I am looking at these little dials on the control board that some wires from potentiometer are connected to.
They are black with a little arrow shaped slot in a white center that can be turned.


----------



## atlas ten (Apr 8, 2016)

Need to see picture.  Could be a few different things. I think it might be a potentiometer. 
Jack

Sent from my SGH-I337M using Tapatalk


----------



## Bob Korves (Apr 8, 2016)

Trim pot(?)


----------



## Garththomas (Apr 8, 2016)

Yes trim pot thanks, my chuck would slowly start tuning as soon as I hit the switch so I was looking at the picture in my manual and although most of mine matched the picture a couple were different so I adjusted one and low and behold my chuck stopped turning before I turned up the potentiometer.


----------



## Garththomas (Apr 8, 2016)

I think the pot marked ir is for torque and the min and max seem self explanatory but what about the pot marked cl and should my motor turn as fast in reverse as it does in forward


----------



## strantor (Apr 8, 2016)

CL means "current limit, do not touch unless you know what you're doing to the extent that you know that the result of your adjustment won't damage the motor. "

IR means "black magic, do not touch, and I don't care who you are or what you think you know."

If you think someone has fiddled with IR, turn it all the way down, and then back up a very tiny amount, like 2 degrees.

If you think someone has filled with CL, turn it to half way and leave it there unless your motor starts stalling prematurely.

Your symptoms sound like some nightshift hero with a tweaker screwdriver has given your IR pot a bit of love. 

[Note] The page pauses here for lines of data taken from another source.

PR #1144, opened 2018-01-19
 Check wasm->native pointer validity based on active pages

spoonincode:
Previously the wasm->native invoke wrapper would validate wasm pointers based on their validity in the mapped memory pages. This only means the pointer lied within the 4/8/12GB virtual memory map. So it was trivial to hand off a pointer from wasm->native that would segv when native code accessed it. This is caught (and handled) but preference is for there to be no way to segv inside of native code to prevent any oddities from longjmping.

Now, check that the pointer lies within the "active" memory pages -- pages that are R/Wable

Extra review note: There are a few places that can still pass pointers than can segv native code. I'd like to get those cleaned up in the future.

### DIFF
--- a/libraries/chain/include/eosio/chain/wasm_interface_private.hpp
+++ b/libraries/chain/include/eosio/chain/wasm_interface_private.hpp
@@ -180,7 +180,12 @@ auto convert_native_to_wasm(const wasm_interface &wasm, const fc::time_point_sec
 
 auto convert_native_to_wasm(wasm_interface &wasm, char* ptr) {
    auto mem = getDefaultMemory(intrinsics_accessor::get_context(wasm).code.instance);
-   char* base = &memoryRef<char>(mem, 0);
+   if(!mem)
+      Runtime::causeException(Exception::Cause::accessViolation);
+   char* base = (char*)getMemoryBaseAddress(mem);
+   char* top_of_memory = base + IR::numBytesPerPage*Runtime::getMemoryNumPages(mem);
+   if(ptr < base || ptr >= top_of_memory)
+      Runtime::causeException(Exception::Cause::accessViolation);
    return (int)(ptr - base);
 }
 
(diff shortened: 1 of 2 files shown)


libraries/wasm-jit/Source/Runtime/Memory.cpp
```diff
@@ -134,11 +134,10 @@ namespace Runtime
...
 	U8* getValidatedMemoryOffsetRange(MemoryInstance* memory,Uptr offset,Uptr numBytes)
 	{
-		if(!memory)
-			causeException(Exception::Cause::accessViolation);
 		// Validate that the range [offset..offset+numBytes) is contained by the memory's reserved pages.
 		U8* address = memory->baseAddress + offset;
-		if(	address < memory->reservedBaseAddress
+		if(	!memory
+		||	address < memory->reservedBaseAddress
 		||	address + numBytes < address
```
heifner: Line 138 uses `memory` before it is checked for null on line 139.

spoonincode: Yep, I know, I fixed this previously because our code called through this path. But now that we no longer go through this path, I am changing it back to upstream to make future merges easier & reduce the changeset between us and upstream.

https://github.com/AndrewScheidecker/WAVM/blob/master/Source/Runtime/Memory.cpp#L135

libraries/chain/include/eosio/chain/wasm_interface_private.hpp
```diff
@@ -380,7 +385,9 @@ struct intrinsic_invoker_impl<Ret, std::tuple<array_ptr<T>, size_t, Inputs...>,
    static Ret translate_one(wasm_interface &wasm, Inputs... rest, Translated... translated, I32 ptr, I32 size) {
       auto mem = getDefaultMemory(intrinsics_accessor::get_context(wasm).code.instance);
       size_t length = size_t(size);
-      T *base = memoryArrayPtr<T>(mem, ptr, length);
```
brianjohnson5972: How come we don't keep the use of memoryArrayPtr and pull these checks into it?

spoonincode: eh my thought was to not the change the library unless needed. In this case there is already an API there to do what is desired, so figured to use what is already there.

I'm guessing you're looking at a KB drive, but even if not, the manual below should help. The terms and adjustments are pretty universal across MFGs


https://www.google.com/url?sa=t&sou...ggmMAI&usg=AFQjCNGBFFsBPjIUlnmwU2YZ3ugNnedxPQ


----------



## strantor (Apr 8, 2016)

P.S. IR does not mean torque. It stands for " current(I)...Resistance " and it's an adjustment that very few people understand.  It has to do with speed regulation with varying loads, and it's a very fickle adjustment. Getting it dialed in just right is a nightmare. As the manual says, it comes preadjusted from the factory and you should not be touching it unless you know for a fact that someone else has already screwed it up and you have nothing to lose.


----------



## strantor (Apr 8, 2016)

Oh, and yeah, your motor should spin equal speed in both directions usually. Unless it's a motor optimized for running one direction only ( with brushes angled). Possible bad adjustments in drive could be the culprit too. What model drive is it? Can you post P/N and a pic of the board with the pots?


----------



## Garththomas (Apr 8, 2016)

Thanks for the info I only tweeked two trimmers  very little 
]


----------



## mksj (Apr 9, 2016)

Use this in some of the Grizzly lathes. As mentioned, trim pots are used to adjust different control functions and motor parameters. There is a plug in resistor for the motor sizing. This looks the same as the KBC version, I would review the following manual which describes the functions and location of the trim pots. Probably changed the motor current trim pot, there is a red indicator CL if it is tripped. Hopefully didn't pop a fuse or something else. The MAX and Min set the speed range.
http://www.kbelectronics.com/manuals/kbic_manual.pdf


----------



## British Steel (Apr 9, 2016)

You may have an extra pair of contacts on the Fwd-off-Rev switch intended to reduce the speed in reverse, many Chinese machines do. As I understand it it's because the motor brushes aren't "symmetrical", being slightly offset to favour efficiency and torque in the forward direction (a bit like the spark on a petrol engine's ignition - I had a Bultaco that would run happily backwards, but didn't make as much power, a Very Good Thing when it stalled on a steep climb and fired up and ran as it ran back down again!).
Re the IR comp, if you have to adjust it, turn it up until the motor starts "hunting" under no load, then back off until it runs smoothly checking that a load on the motor doesn't slow it excessively and it should be in the right area.

Dave H. (the other one)


----------



## Garththomas (Apr 9, 2016)

What is "hunting", when I was into dirt bikes I wanted a Bultaco but I don't think they were sold in Canada.


----------



## British Steel (Apr 10, 2016)

"Hunting" is when the revs aren't stable, and you get a regular pulsing in the motor RPM - it's caused by the IR compensation being turned up too far to the point where its feedback loop starts oscillating - there's an inevitable lag between the controller sensing a change in load and adjusting for it, so at the right (wrong!) point the lag between matches the motor and spindle inertia and gets "in step" with how fast the controller accelerates the motor, kind of like the occasional but well-timed push on a swing sending your firstborn into the sky... Also how the majority of oscillators work in electronics and clockwork.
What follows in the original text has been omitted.